> _About this exercise_
Below are records; report the number of lines in them that include the word "EventListeners", with no other text.

[Collected data entries]
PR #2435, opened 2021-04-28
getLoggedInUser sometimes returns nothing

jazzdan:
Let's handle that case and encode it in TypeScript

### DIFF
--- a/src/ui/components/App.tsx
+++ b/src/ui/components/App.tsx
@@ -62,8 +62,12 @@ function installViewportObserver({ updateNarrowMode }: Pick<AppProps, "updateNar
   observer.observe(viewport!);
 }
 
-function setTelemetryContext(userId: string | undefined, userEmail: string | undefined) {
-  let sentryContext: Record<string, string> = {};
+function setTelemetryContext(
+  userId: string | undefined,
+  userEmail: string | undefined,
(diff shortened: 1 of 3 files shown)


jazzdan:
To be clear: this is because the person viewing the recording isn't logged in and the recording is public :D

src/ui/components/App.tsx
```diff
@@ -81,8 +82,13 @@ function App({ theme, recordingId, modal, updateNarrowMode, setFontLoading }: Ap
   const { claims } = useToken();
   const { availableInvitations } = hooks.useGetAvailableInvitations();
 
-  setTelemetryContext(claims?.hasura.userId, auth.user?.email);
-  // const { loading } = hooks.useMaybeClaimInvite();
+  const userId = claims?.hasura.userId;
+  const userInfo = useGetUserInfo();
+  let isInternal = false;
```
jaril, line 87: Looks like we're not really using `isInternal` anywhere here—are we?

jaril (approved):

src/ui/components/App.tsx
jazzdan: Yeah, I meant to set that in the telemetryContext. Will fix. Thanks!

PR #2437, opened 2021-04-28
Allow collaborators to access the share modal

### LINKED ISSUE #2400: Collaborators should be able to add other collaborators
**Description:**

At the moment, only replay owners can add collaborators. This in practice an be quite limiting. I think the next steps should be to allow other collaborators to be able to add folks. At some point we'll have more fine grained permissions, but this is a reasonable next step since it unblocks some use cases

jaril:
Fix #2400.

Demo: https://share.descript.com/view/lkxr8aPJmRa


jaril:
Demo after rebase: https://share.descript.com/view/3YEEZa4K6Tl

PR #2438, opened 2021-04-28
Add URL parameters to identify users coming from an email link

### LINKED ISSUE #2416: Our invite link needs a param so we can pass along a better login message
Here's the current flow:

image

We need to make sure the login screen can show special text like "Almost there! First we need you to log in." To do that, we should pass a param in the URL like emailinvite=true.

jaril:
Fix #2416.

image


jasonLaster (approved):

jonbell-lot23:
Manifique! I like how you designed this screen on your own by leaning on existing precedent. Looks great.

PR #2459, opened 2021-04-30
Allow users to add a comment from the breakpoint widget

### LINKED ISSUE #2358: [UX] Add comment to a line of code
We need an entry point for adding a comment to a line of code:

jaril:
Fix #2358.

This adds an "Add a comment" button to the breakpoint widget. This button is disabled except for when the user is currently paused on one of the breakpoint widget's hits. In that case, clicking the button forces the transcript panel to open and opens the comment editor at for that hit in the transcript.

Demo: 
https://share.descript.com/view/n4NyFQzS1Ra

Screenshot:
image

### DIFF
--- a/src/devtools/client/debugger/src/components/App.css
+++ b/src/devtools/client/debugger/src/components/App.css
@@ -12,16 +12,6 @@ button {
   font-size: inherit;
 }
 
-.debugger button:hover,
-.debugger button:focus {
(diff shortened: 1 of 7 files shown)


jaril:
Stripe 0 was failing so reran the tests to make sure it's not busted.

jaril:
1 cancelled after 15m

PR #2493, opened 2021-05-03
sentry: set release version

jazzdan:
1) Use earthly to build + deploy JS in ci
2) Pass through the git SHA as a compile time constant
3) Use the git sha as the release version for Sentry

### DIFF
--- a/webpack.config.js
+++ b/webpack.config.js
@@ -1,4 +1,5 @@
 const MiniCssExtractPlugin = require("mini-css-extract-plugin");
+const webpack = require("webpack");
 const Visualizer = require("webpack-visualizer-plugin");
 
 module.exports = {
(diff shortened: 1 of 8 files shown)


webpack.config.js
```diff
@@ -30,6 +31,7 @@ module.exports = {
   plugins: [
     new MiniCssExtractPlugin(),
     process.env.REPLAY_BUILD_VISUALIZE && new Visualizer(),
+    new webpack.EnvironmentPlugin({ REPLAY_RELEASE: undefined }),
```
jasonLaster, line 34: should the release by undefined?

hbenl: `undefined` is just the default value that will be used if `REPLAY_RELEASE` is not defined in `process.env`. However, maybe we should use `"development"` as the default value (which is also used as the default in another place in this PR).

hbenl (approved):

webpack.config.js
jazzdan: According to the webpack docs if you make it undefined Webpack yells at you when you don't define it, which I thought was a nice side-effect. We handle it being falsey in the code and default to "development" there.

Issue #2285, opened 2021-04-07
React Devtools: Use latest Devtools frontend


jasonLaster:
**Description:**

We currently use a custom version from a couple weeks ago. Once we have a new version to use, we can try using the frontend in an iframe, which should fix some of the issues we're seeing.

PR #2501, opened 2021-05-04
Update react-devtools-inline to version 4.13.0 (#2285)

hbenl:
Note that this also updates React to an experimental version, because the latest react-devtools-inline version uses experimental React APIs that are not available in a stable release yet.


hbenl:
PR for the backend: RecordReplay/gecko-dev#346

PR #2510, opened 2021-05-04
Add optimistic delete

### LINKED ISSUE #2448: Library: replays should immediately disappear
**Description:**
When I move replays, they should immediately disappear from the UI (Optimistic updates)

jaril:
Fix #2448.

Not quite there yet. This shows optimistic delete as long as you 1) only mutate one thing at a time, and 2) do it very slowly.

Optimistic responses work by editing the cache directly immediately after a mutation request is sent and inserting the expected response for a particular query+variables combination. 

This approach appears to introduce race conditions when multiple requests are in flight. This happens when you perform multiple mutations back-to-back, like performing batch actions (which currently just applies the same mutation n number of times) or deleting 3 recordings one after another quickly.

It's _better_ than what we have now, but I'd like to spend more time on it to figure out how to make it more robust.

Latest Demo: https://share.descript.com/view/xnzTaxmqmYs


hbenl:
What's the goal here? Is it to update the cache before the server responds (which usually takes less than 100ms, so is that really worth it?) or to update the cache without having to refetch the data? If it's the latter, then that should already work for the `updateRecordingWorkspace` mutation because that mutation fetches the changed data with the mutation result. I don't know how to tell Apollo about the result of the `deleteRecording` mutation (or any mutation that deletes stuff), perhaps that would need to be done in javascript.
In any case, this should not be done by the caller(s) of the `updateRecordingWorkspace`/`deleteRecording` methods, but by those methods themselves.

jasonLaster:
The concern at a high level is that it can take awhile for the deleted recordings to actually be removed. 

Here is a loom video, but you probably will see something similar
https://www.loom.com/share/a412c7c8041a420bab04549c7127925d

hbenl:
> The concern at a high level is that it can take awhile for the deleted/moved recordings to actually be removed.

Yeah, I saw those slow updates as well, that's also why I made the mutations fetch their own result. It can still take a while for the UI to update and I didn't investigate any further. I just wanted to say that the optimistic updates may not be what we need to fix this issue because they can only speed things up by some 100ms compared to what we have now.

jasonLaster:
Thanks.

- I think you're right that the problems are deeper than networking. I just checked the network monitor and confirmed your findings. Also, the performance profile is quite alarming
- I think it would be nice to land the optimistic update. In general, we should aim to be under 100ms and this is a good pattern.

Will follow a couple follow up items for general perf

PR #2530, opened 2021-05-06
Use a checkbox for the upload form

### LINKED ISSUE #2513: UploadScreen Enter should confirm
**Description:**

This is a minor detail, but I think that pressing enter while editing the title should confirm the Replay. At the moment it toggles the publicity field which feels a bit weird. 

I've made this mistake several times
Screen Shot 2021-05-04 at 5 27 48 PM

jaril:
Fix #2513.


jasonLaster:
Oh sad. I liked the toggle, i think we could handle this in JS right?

...

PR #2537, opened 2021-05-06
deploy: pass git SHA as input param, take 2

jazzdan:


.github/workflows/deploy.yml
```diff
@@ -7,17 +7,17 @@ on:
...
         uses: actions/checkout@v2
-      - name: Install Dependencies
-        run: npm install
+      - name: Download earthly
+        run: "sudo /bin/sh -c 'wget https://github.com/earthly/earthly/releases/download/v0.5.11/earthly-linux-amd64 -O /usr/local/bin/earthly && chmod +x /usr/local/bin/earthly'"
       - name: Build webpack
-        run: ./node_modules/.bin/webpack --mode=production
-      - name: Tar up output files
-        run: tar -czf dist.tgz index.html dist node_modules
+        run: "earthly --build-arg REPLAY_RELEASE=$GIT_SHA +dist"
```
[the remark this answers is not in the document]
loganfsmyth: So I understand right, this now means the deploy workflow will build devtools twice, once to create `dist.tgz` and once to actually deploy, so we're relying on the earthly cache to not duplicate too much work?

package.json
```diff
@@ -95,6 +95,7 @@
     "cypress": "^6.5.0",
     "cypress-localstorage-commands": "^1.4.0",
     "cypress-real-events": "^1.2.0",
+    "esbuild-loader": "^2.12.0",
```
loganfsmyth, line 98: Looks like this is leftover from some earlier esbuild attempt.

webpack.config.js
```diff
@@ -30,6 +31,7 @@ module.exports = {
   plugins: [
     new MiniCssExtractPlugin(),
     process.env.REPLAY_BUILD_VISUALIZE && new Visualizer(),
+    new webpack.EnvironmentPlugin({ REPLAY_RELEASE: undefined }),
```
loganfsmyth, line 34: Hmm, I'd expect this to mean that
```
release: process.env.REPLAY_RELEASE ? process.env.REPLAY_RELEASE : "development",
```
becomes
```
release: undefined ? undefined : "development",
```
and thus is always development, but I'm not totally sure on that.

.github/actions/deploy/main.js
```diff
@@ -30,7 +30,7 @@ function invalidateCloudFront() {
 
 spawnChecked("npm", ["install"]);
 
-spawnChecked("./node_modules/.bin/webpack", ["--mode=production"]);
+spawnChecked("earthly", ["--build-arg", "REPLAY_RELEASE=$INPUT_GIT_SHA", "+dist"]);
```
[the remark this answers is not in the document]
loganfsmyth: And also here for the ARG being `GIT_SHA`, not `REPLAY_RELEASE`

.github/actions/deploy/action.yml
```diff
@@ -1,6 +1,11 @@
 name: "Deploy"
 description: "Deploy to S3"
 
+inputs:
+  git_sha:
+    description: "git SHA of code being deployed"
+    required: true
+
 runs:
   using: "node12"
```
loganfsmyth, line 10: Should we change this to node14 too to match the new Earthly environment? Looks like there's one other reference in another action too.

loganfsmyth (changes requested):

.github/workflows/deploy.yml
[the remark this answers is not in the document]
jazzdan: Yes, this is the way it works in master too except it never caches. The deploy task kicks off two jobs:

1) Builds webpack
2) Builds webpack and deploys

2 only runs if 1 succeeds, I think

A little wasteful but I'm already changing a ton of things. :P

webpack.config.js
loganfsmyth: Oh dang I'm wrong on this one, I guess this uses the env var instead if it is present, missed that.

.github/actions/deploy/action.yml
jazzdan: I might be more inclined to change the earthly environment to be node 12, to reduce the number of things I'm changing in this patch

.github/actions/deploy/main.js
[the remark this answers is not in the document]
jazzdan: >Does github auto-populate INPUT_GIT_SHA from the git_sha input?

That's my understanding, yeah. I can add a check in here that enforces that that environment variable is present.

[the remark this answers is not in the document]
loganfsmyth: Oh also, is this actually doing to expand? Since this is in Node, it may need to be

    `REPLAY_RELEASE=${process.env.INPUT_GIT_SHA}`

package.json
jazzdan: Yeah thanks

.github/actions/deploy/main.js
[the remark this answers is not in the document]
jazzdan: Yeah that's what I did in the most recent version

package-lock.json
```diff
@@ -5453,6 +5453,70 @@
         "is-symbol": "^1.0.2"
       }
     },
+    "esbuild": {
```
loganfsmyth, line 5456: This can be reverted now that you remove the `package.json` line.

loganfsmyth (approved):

...

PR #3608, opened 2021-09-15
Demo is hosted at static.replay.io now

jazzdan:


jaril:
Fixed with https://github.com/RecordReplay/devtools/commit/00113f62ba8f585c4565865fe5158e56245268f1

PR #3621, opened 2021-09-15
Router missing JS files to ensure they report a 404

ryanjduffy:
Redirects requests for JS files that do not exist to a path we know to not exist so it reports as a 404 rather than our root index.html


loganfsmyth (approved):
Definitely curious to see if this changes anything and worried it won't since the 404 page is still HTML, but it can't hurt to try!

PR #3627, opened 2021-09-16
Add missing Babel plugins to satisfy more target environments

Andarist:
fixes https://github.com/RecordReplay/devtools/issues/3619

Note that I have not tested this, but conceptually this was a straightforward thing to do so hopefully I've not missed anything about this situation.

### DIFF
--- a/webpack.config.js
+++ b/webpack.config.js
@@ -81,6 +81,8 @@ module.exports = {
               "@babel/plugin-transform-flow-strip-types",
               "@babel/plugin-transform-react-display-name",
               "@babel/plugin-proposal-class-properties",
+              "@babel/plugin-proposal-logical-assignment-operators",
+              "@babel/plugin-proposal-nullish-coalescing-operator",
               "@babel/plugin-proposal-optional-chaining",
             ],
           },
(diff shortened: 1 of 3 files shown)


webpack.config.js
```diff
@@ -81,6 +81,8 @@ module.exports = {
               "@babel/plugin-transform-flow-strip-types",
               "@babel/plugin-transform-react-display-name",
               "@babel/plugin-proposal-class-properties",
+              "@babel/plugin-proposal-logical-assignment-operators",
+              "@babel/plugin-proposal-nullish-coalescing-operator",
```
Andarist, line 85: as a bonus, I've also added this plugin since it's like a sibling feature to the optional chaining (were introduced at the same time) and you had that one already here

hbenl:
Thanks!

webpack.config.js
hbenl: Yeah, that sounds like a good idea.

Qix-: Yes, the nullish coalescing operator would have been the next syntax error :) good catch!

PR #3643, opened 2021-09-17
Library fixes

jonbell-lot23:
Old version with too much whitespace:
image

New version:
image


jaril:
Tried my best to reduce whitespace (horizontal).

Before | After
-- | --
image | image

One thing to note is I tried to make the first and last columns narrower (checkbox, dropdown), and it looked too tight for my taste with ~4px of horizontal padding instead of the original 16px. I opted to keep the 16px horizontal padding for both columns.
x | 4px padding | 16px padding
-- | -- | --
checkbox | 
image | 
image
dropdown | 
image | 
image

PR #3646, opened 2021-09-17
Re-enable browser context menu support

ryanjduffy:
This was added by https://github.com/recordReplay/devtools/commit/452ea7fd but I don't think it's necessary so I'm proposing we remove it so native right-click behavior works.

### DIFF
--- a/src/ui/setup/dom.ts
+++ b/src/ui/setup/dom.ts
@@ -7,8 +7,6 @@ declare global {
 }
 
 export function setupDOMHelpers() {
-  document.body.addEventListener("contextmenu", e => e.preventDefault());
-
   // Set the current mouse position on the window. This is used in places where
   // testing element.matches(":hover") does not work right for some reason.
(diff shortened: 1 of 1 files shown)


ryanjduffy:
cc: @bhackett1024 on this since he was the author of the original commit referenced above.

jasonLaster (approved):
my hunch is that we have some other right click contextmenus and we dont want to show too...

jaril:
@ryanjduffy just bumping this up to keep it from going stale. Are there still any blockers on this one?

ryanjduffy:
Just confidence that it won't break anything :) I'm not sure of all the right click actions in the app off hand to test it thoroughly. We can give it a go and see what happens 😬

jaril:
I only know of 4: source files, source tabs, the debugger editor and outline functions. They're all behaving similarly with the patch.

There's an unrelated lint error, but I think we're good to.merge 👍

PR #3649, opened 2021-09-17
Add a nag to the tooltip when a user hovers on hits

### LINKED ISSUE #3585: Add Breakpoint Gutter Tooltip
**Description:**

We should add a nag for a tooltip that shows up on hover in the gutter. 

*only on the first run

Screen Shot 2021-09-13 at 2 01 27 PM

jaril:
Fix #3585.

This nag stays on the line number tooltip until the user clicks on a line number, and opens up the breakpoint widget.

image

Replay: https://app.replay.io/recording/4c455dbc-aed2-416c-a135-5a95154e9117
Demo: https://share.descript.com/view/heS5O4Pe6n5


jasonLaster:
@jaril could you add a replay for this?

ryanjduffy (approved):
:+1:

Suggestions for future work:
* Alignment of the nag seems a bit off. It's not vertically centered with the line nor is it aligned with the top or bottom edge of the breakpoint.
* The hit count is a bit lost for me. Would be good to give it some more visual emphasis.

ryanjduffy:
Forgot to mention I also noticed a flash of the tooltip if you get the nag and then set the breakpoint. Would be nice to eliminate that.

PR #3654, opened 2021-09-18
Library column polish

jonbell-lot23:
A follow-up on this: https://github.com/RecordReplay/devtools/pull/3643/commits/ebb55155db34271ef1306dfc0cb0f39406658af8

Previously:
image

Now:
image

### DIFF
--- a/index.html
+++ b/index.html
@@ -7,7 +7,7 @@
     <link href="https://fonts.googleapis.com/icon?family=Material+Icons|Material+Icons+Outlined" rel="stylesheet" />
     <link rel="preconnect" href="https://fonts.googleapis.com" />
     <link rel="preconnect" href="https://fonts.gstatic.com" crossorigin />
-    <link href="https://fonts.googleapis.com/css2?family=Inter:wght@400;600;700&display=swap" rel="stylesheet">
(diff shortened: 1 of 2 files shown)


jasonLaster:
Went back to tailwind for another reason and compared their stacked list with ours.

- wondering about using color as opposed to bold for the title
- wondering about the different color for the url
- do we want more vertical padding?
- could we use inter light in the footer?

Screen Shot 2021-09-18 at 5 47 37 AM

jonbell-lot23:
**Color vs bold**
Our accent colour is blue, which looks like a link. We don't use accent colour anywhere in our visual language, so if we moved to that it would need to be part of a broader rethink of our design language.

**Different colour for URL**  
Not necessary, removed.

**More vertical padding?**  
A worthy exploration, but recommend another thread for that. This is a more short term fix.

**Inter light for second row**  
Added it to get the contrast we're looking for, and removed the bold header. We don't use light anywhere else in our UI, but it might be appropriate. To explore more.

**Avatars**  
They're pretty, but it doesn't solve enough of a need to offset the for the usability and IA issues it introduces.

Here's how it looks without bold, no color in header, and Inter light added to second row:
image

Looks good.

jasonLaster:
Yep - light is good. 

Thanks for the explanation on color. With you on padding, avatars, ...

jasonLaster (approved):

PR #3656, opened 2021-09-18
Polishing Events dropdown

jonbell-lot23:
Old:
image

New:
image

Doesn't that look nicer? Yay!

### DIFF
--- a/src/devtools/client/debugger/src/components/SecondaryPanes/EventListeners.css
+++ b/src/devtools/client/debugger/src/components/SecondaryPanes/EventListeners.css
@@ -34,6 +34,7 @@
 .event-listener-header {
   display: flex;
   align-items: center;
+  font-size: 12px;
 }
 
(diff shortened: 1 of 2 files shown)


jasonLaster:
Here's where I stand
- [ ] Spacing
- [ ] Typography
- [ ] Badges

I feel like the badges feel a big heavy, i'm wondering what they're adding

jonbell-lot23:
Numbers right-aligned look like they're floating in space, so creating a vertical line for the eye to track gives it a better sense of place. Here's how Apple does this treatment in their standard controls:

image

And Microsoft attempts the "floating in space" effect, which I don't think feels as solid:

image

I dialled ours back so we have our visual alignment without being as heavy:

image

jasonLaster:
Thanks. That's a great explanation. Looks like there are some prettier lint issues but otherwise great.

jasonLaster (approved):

> _Answer area_
2